◆ TASK BRIEF
Your answer should repeat every line of the records below in which the word "canReorder" appears.

[[ DATA FOR THIS TASK, beginning ]]

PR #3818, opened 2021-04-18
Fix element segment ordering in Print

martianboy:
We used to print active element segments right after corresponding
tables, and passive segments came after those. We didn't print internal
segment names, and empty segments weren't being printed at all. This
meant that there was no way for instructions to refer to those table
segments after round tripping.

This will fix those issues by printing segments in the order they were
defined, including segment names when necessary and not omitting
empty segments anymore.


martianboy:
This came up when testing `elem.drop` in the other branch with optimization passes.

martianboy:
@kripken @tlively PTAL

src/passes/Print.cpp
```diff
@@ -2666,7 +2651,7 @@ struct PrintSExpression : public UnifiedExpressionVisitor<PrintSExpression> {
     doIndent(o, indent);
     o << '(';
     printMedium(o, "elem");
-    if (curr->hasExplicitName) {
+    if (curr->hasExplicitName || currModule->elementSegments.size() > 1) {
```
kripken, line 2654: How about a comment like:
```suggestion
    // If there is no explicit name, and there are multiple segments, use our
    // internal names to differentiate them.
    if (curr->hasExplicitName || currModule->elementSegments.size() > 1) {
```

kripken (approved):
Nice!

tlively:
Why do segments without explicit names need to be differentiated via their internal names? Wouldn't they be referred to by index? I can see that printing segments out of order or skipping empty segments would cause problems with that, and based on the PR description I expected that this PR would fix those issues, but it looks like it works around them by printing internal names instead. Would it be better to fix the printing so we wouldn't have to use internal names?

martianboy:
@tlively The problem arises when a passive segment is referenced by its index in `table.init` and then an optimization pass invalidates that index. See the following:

[[ DATA FOR THIS TASK, end ]]
[[ DATA FOR THIS TASK, beginning ]]

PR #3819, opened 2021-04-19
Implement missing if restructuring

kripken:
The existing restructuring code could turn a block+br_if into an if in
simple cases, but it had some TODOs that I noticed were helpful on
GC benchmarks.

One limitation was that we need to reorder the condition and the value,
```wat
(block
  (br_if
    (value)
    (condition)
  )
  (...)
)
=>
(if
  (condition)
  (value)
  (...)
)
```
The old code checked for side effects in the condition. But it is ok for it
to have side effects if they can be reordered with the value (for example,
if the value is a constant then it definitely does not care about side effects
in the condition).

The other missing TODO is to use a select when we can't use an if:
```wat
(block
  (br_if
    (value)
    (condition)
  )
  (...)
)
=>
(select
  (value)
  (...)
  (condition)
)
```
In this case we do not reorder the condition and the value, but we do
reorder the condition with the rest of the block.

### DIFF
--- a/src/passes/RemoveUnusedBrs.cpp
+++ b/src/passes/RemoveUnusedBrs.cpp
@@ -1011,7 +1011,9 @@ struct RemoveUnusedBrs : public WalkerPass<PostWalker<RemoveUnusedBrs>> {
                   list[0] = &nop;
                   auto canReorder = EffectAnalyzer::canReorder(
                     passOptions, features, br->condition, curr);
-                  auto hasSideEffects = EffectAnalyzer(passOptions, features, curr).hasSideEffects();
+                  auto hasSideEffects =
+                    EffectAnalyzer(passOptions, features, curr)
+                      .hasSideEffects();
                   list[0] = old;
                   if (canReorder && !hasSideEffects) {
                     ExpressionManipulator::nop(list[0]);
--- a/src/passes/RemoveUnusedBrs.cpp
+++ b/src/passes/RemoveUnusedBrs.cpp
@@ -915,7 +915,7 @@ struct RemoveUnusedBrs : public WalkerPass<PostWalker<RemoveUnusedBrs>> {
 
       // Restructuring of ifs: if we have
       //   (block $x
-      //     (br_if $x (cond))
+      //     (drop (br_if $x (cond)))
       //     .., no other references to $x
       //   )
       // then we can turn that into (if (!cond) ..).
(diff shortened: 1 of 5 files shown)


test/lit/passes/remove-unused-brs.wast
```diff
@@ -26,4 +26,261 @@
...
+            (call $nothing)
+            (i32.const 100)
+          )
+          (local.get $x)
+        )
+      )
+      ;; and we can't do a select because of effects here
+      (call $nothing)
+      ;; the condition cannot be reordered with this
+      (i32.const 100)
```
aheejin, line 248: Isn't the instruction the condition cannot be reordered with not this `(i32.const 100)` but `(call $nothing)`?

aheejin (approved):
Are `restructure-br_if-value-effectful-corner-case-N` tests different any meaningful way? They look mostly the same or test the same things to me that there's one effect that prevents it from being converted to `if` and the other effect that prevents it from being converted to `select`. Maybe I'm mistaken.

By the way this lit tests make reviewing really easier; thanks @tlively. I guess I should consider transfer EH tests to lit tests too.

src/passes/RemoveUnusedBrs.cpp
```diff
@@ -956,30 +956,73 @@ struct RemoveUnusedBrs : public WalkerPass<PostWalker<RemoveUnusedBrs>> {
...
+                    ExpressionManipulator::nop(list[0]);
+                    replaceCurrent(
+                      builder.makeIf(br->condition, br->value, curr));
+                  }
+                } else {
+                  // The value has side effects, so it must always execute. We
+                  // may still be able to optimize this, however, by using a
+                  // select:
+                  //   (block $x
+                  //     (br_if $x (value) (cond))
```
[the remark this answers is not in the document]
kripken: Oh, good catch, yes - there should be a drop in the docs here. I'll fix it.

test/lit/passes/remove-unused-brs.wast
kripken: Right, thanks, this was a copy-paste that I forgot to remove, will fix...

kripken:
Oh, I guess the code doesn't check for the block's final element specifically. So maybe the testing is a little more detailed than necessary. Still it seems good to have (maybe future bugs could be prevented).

[[ DATA FOR THIS TASK, end ]]

◆ REPLY
                   auto canReorder = EffectAnalyzer::canReorder(
                   if (canReorder && !hasSideEffects) {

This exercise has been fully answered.